ShuffleManager.run, MergeManager.merge) should not be wider after your
fix than before. If they are, you have introduced a regression and you owe
the JIRA an explanation.
Simpler: timing assertions in a JUnit test
@Test
public void testShuffleNotSlowerAfterFix() throws Exception {
long start = System.nanoTime();
runShuffleWorkload();
long elapsedMs = TimeUnit.NANOSECONDS.toMillis(System.nanoTime() - start);
// Loose bound — assert no >30% regression vs. a previously-measured baseline.
assertTrue("shuffle took " + elapsedMs + "ms, expected < 15000",
elapsedMs < 15_000);
}
Brittle. Only add if perf is truly the concern.
The Validation Report
Compile everything into one document for the PR:
# Validation report for TEZ-NNNN
## Environment
- JDK: `java -version` -> openjdk version "11.0.21"
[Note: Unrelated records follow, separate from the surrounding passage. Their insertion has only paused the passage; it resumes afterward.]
PR #353, opened 2021-09-24
Improve ci tests

anbraten:


Makefile
```diff
@@ -39,19 +39,30 @@ vet:
...
+	(cd web/; yarn lesshint)
+	(cd web/; yarn lint --quiet)
+
 test-agent:
-	$(DOCKER_RUN) go test -race -timeout 30s github.com/woodpecker-ci/woodpecker/cmd/agent $(GO_PACKAGES)
+	$(DOCKER_RUN) go test -race -timeout 30s github.com/woodpecker-ci/woodpecker/cmd/agent github.com/woodpecker-ci/woodpecker/agent/...
 
 test-server:
-	$(DOCKER_RUN) go test -race -timeout 30s github.com/woodpecker-ci/woodpecker/cmd/server
+	$(DOCKER_RUN) go test -race -timeout 30s github.com/woodpecker-ci/woodpecker/cmd/server $(shell go list github.com/woodpecker-ci/woodpecker/server/... | grep -v 'store/')
```
6543, line 51:
```suggestion
	$(DOCKER_RUN) go test -race -timeout 30s github.com/woodpecker-ci/woodpecker/cmd/server $(shell go list github.com/woodpecker-ci/woodpecker/server/... | grep -v '/store')
```

6543:
`test` do run  but `main` dont on pull (and so there are no builds run - I'd like to see pulls build too - so we see if it fails)

anbraten:
> `test` do run but `main` dont on pull (and so there are no builds run - I'd like to see pulls build too - so we see if it fails)

Ahh I think that is because I added `depends_on: [ test ]` to main.yml, but the CI is still running on some quite old version which does not have #270 & #326.

6543:
yes from code perspective I was going to lgtm it but having a final look at the ci and found that issue

we need to upgrade our ci! cc @laszlocph

6543 (approved):

PR #354, opened 2021-09-24
If config is no dir assume its a folder

6543:
If config is no dir assume its a folder (user do not always add / suffix)


anbraten (approved):

6543:
Sorry did messed up the title :/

- Maven: `mvn -version` -> Apache Maven 3.9.6
- OS: macOS 14.2 / Linux 5.15.0-91-generic
- Tez HEAD: `git rev-parse origin/master` -> a1b2c3d4
## Results
| Check | Status | Notes |
|---|---|---|
| `mvn test -pl tez-dag` | PASS | 1342 tests, 0 failures, 17 skipped |
| `mvn clean install -DskipTests` | PASS | |
| `mvn checkstyle:check` | PASS | |
| `mvn spotbugs:check` | PASS | |
| `mvn apache-rat:check` | PASS | |
| `mvn test -pl tez-tests -Dtest=TestOrderedWordCount` | PASS | |
| Original reproducer | PASS (5/5 runs) | |
| `mvn test -pl tez-mapreduce` | PASS | |
| `mvn test -pl tez-examples` | PASS | |
## Known flakes encountered
- TestSomething#testWhatever — pre-existing flake, see TEZ-XXXX, not caused by this change.
## Performance
- Not applicable / no perf-relevant code paths touched.
Save as capstone-work/validation/REPORT.md. Paste it (or a summary plus
link) into your PR description.
Validation / Self-check
Before advancing to Step 8:
capstone-work/validation/contains one log file per check (logs 01–07 at minimum).capstone-work/validation/REPORT.mdexists with the table above filled in honestly.- Every check passes, or every failure is documented as a pre-existing issue with a JIRA link.
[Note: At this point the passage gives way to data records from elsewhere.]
PR #357, opened 2021-09-25
Make configFetcher fallback work for gitea

### LINKED ISSUE #133: Use .woodpecker.yml as default pipeline config file

6543:
#299 who closed #133 did not take into account, that that gitea (and eventually) other forges do return 200 and empty string if file was not found - this make configFetcher more resilient

### DIFF
--- a/server/shared/configFetcher.go
+++ b/server/shared/configFetcher.go
@@ -1,6 +1,7 @@
 package shared
 
 import (
+	"fmt"
 	"strings"
 	"time"
 
@@ -35,7 +36,7 @@ func (cf *configFetcher) Fetch() (files []*remote.FileMeta, err error) {
 				// either a file
 				if !strings.HasSuffix(config, "/") {
 					file, err = cf.remote_.File(cf.user, cf.repo, cf.build, config)
-					if err == nil {
+					if err == nil && len(file) != 0 {
 						return []*remote.FileMeta{{
 							Name: cf.repo.Config,
 							Data: file,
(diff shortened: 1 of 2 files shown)


server/shared/configFetcher.go
```diff
@@ -54,25 +55,29 @@ func (cf *configFetcher) Fetch() (files []*remote.FileMeta, err error) {
...
+				if err == nil && len(file) != 0 {
 					return []*remote.FileMeta{{
 						Name: ".drone.yml",
 						Data: file,
 					}}, nil
 				}
+
+				if err == nil && len(files) == 0 {
+					return nil, fmt.Errorf("ConfigFetcher: Fallback did not found config")
+				}
```
anbraten, line 80:
```suggestion
			  return nil, fmt.Errorf("ConfigFetcher: Fallback did not found config")
```

Shouldn't this be enough?

6543: well then we would drop the err if there is one

6543: if we simplify we otherwise would have to drop retry func

anbraten: > if we simplify we otherwise would have to drop retry func

Upps, we currently don't use the retry anyways as of `return nil, err` in line 83.

Adding some separate tests for empty directories and empty file contents would be nice.

server/shared/configFetcher_test.go
```diff
@@ -192,22 +247,11 @@ func TestFetch(t *testing.T) {
...
-				var receivedFileNames []string
-				for _, file := range files {
-					receivedFileNames = append(receivedFileNames, file.Name)
-				}
-				t.Fatal("expected some other pipeline files", tt.expectedFileNames, receivedFileNames)
+			matchingFiles := make([]string, len(files))
+			for i := range files {
+				matchingFiles[i] = files[i].Name
 			}
+			assert.ElementsMatch(t, tt.expectedFileNames, matchingFiles, "expected some other pipeline files")
```
anbraten, line 254: nice improvement 😉

server/shared/configFetcher.go
```diff
@@ -54,25 +55,30 @@ func (cf *configFetcher) Fetch() (files []*remote.FileMeta, err error) {
...
 			}
 
 			return nil, err
```
anbraten, line 84: I think this line is stopping the retry loop. Should we just remove the retry loop?

6543: can we leave it for now?

I like to add logging (more precice one!) - if we do have that we can drop it

anbraten: We can just leave it as it is now and add a TODO, saying the retry loop is inactive and could maybe be deleted in future.

6543, line 84:
```suggestion
			// TODO: retry loop is inactive and could maybe be fixed/deleted
			return nil, err
```

anbraten (approved):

- You re-ran your Step 2 reproducer five times with your fix applied and got 5/5 green.
- You ran the test suite of at least one module that depends on the one you changed (regression sweep).
- No new SpotBugs warnings introduced (diff against master baseline).
- The validation report is short enough to paste into a PR description without making the reviewer scroll for a screen.